Exercise description -> Begin at the line containing "- A single definition" in the data below and go on through the line containing "## Backward compatibility", repeating each line exactly; include both ends and no other line.

(Saved entries)
PR #298, opened 2026-08-03
fix(diff): always emit decision in diff.json, and name the doctor's own schema version

### LINKED ISSUE #266: diff: one diff.json shape and a schema_version compatibility policy
`diff.json` is the handoff artifact between the CLI, the browser and the agent. This issue was originally filed with three claims; **two were wrong against the code** and are struck here so nobody hunts for a bug that does not exist.

## Struck — verified false

- ~~"The verdict record is flat and carries only `schema_version`."~~ `to_diff_dict` (`diff_render.py:563-614`) already emits `schema_version`, `producer`, `producer_version`, `diff_id`, and `before`/`after` sub-objects carrying `profile_id` and `path`.
- ~~"`accepted`/`rejected` collide across the verdict enum and the decision field."~~ `compute_verdict` (`diff.py:401-413`) returns exactly `inconclusive`, `regression_likely`, `improvement_likely`, `neutral`. `accepted`/`rejected` appear only as `decision.status`. There is no collision in code.

Also worth correcting: the decision record already funnels through a single writer, `_write_decision_payload` (`diff_decision.py:113`), reached from both the CLI and the web Decide path. That was #178 and it worked.

## What is actually left

1. **Two shapes for one artifact.** The *decided* record and the *undecided* payload are produced by different paths — `to_diff_json` (`diff_render.py:690`) is emitted from `cli/handlers.py` and served by `diff_web.py`, in a different shape from the decision record. A consumer must handle both. The deliverable is one shape, decided or not.
2. **No `schema_version` compatibility policy.** `SCHEMA_VERSION = "0.1"` is defined **twice independently** (`annotation.py:41` and `doctor.py:32`), with no shared source and no reader that checks it. A stored verdict is therefore not reliably loadable across a schema change — which undercuts the point of persisting it.

Eight modules touch the artifact: `diff.py`, `diff_render.py`, `diff_decision.py`, `diff_web.py`, `loop_state.py`, `cli/handlers.py`, `tree/app.py`, `timeline/app.py`.

## Done

- One documented shape, with an explicit `decision: null` for undecided rather than a different envelope.
- A single definition of `SCHEMA_VERSION`, and a round-trip test proving an older stored record either loads or fails with a stated reason.

## Dependencies

Sequence after #218, which is currently adding lineage fields to the same artifact.

rich7420:
## Summary

`diff.json` is the handoff artifact between the CLI, the browser and the agent. The undecided payload **omitted** `decision` while the decided record carried it, so every consumer had to `.get()` the key and one artifact read as two. It is now always present, `null` until decided.

## Changes

**`decision` is always emitted.** The decided record was never a different *shape* — measured key-for-key, its key set is the undecided one plus a populated `decision`, with nothing dropped or renamed. `test_deciding_adds_only_the_decision` asserts that directly, because a future change that made the two diverge would be the actual defect.

**`doctor.SCHEMA_VERSION` → `DOCTOR_SCHEMA_VERSION`.** It versions the doctor report; `annotation.SCHEMA_VERSION` versions the evidence/diff envelope. They share the value `"0.1"` today by coincidence, and the shared bare name read as a duplicate inviting a merge — which would make a breaking change to one falsely bump the other. A third unrelated concept, `schema.schema_version` (the Nsight export's own), shares the name too.

**The envelope is pinned in a test.** Nothing in this repo reads a stored `diff.json` back, so there is no reader to reject a bad version; pinning the required fields is the protection that applies to a write-only artifact.

## Backward compatibility

Additive. `schema_version` stays `"0.1"`: the repo's own rule is `Bumped on breaking changes… Backward-compatible additions do not bump this`, and adding a key that was previously absent is exactly that. Narrower than semver, which would let a `0.y` change freely under Rule 4 — the repo's rule is the one that applies, so it is now asserted rather than assumed.

One existing assertion changed meaning rather than intent: `test_diff_decision_dict_path_matches_summary_path` checked non-mutation of the caller's dict as `"decision" not in stored_dict`. Undecided is now `is None` rather than absent, so the same guarantee is asserted that way.

## Test plan

Run, with output read:

- [x] `pytest tests/ -rs` — **1401 passed, 135 skipped, 0 failed**; skip count unchanged, no new unregistered skips
- [x] `ruff check src/ tests/` — clean
- [x] `bandit -r src/ -c pyproject.toml` — 0 issues
- [x] End-to-end on committed real profiles: `diff … --format json` emits `"decision": null`; `doctor … --format json` still emits its own `schema_version`
- [x] Both guards mutation-verified — deleting the `decision: None` emission fails 4 tests; reverting the rename fails its test

## Out of scope

**Three of the issue's claims did not survive a second pass and are struck on #266 rather than built.** "Two shapes for one artifact" was overstated — the shapes match, only the key was missing. "A single definition of `SCHEMA_VERSION`" would have been wrong, for the reason above. "A round-trip test proving an older stored record loads" is not implementable: the artifact is write-only, and adding a reader to test against would invent a consumer nobody has asked for. If one arrives — the agent loop, or an external tool — the compatibility check belongs with it.

## Linked issues

Closes #266.

### DIFF
--- a/src/nsys_ai/diff_render.py
+++ b/src/nsys_ai/diff_render.py
@@ -564,6 +564,10 @@ def to_diff_dict(data: ProfileDiffSummary) -> dict:
     # Keep this relatively stable; tests can snapshot it.
     return {
         "schema_version": SCHEMA_VERSION,
+        # Always present, null until decided. The decided record is this same
+        # object plus a populated `decision`, so omitting the key here forced
+        # every consumer to .get() and made one artifact look like two shapes.
+        "decision": None,
         "producer": PRODUCER,
         "producer_version": _producer_version(),
         "diff_id": data.diff_id,
--- a/src/nsys_ai/doctor.py
+++ b/src/nsys_ai/doctor.py
@@ -29,7 +29,11 @@ import shutil
 from dataclasses import dataclass, field
 from typing import Any, Literal
 
-SCHEMA_VERSION = "0.1"
+# The doctor report's own envelope version. Deliberately NOT
+# annotation.SCHEMA_VERSION: that versions the evidence/diff envelope, and these
+# are independent formats that merely happen to share a value today. Merging
+# them would make a breaking change to one falsely bump the other.
+DOCTOR_SCHEMA_VERSION = "0.1"
 
 # Profiler-overhead thresholds (percent of profile span).
 _OVERHEAD_WARN_PCT = 10.0
@@ -699,7 +703,7 @@ def run_doctor(
                         pass
 
     return DoctorReport(
-        schema_version=SCHEMA_VERSION,
+        schema_version=DOCTOR_SCHEMA_VERSION,
         producer="nsys-ai",
         producer_version=_producer_version(),
         profile_path=profile_path,
--- a/tests/test_diff.py
+++ b/tests/test_diff.py
@@ -1117,8 +1117,10 @@ def test_diff_decision_dict_path_matches_summary_path(tmp_path):
     )
 
     assert cli_path.read_bytes() == gui_path.read_bytes()
-    # The stored dict must not be mutated by the writer.
-    assert "decision" not in stored_dict
+    # The stored dict must not be mutated by the writer. The key is now always
+    # present and `null` until decided, so "undecided" is `is None` rather than
+    # absent — the writer leaving it None is the same guarantee as before.
+    assert stored_dict["decision"] is None
 
 
 def test_compute_verdict_custom_regression_pct():
--- a/tests/test_diff_json_shape.py
+++ b/tests/test_diff_json_shape.py
@@ -1,0 +1,139 @@
+"""One shape for `diff.json`, decided or not, and a versioned envelope.
+
+The decided record was never a different *shape* from the undecided one — it is
+the same object plus a populated `decision`. What differed is that the undecided
+payload omitted the key entirely, so every consumer had to `.get()` it and the
+one artifact read as two. It is now always present, `null` until decided.
+
+On versioning: nothing in this repo reads a stored `diff.json` back. `diff_web`
+regenerates it, and every use of `decision_path` stores or prints the path. So
+there is no load path on which to enforce a compatibility check, and adding one
+would invent a consumer that does not exist. The protection that does apply to a
+write-only artifact is pinning the envelope here, so a change to it has to be
+deliberate.
+"""
+
+import json
+from pathlib import Path
+
+import pytest
+
+REPO = Path(__file__).resolve().parent.parent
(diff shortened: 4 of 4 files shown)


rich7420:
## Review

Correct and low-risk. CI green on all five jobs. Approving in substance; three notes below, none blocking.

### Verified

- **No consumer breaks on the added key.** The only `"decision" in …` membership check in the repo is the assertion this PR updates. `diff_decision.py:88` assigns the key rather than testing it; `web.py:536` reads `decision` off a *request* payload, a different envelope; `loop_state.py` likewise. Every other read is `.get()`, and `None` is falsy where truthiness was the test.
- **`diff_id` does not shift.** It comes from `_make_diff_id(before_pid, after_pid, params)`, not from a hash of the emitted dict, so adding a key cannot change it. Worth stating explicitly because it is the exact trap #297 had to carve an exemption for in `fingerprint.py:418`, where a table name feeds a content hash — same shape of change, opposite answer.
- **The rename is internal.** `doctor.SCHEMA_VERSION` had exactly two references, both inside `doctor.py`. No doc names the constant; `docs/doctor.md` shows the `schema_version` JSON field, which is unchanged.
- **The reasoning on not merging the two constants is right.** They version independent artifacts and share `"0.1"` by coincidence; one definition would make a breaking change to either falsely bump the other. The rename is the correct resolution of the duplicate, not the merge the issue asked for.

### Notes

**1. The decided record's key order changes.** `build_diff_decision_record_from_diff_dict` does `deepcopy` then `payload["decision"] = {...}`. The key used to be absent and so appended last; it now pre-exists in second position and serialises there. The docstring's byte-stability guarantee still holds — same input, same bytes — but a decided `diff.json` written before this change and one written after are no longer byte-identical for the same diff. Nothing in the repo compares artifacts across versions, so this is a note rather than a defect; it belongs in the PR body as the one observable output change beyond the added key.

**2. Two tests assert on prose.** `assert "annotation.SCHEMA_VERSION" in src` and `assert "Bumped on breaking changes" in src` guard that the reasoning stays written down. That is a legitimate thing to protect, but both fail on a reword that changes nothing — the maintenance cost lands on whoever next edits a comment. Fine if it is a deliberate trade; worth knowing it is one.

**3. The rename removes an importable module-level name with no alias.** Zero in-repo consumers and the package is pre-1.0, so this is defensible, and `test_the_doctor_version_is_not_the_evidence_version` forbids a compatibility alias on purpose. Just naming it as a (unreleased-surface) removal rather than a pure internal rename.

### On the struck claims

Striking three of the issue's claims on #266 rather than building them is the right call, and the reasons hold. Specifically: a round-trip compatibility test would have required inventing the reader it tests against, and a test whose fixture is a consumer nobody has is a test of the fixture.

Written answer ->
- A single definition of `SCHEMA_VERSION`, and a round-trip test proving an older stored record either loads or fails with a stated reason.

## Dependencies

Sequence after #218, which is currently adding lineage fields to the same artifact.

rich7420:
## Summary

`diff.json` is the handoff artifact between the CLI, the browser and the agent. The undecided payload **omitted** `decision` while the decided record carried it, so every consumer had to `.get()` the key and one artifact read as two. It is now always present, `null` until decided.

## Changes

**`decision` is always emitted.** The decided record was never a different *shape* — measured key-for-key, its key set is the undecided one plus a populated `decision`, with nothing dropped or renamed. `test_deciding_adds_only_the_decision` asserts that directly, because a future change that made the two diverge would be the actual defect.

**`doctor.SCHEMA_VERSION` → `DOCTOR_SCHEMA_VERSION`.** It versions the doctor report; `annotation.SCHEMA_VERSION` versions the evidence/diff envelope. They share the value `"0.1"` today by coincidence, and the shared bare name read as a duplicate inviting a merge — which would make a breaking change to one falsely bump the other. A third unrelated concept, `schema.schema_version` (the Nsight export's own), shares the name too.

**The envelope is pinned in a test.** Nothing in this repo reads a stored `diff.json` back, so there is no reader to reject a bad version; pinning the required fields is the protection that applies to a write-only artifact.

## Backward compatibility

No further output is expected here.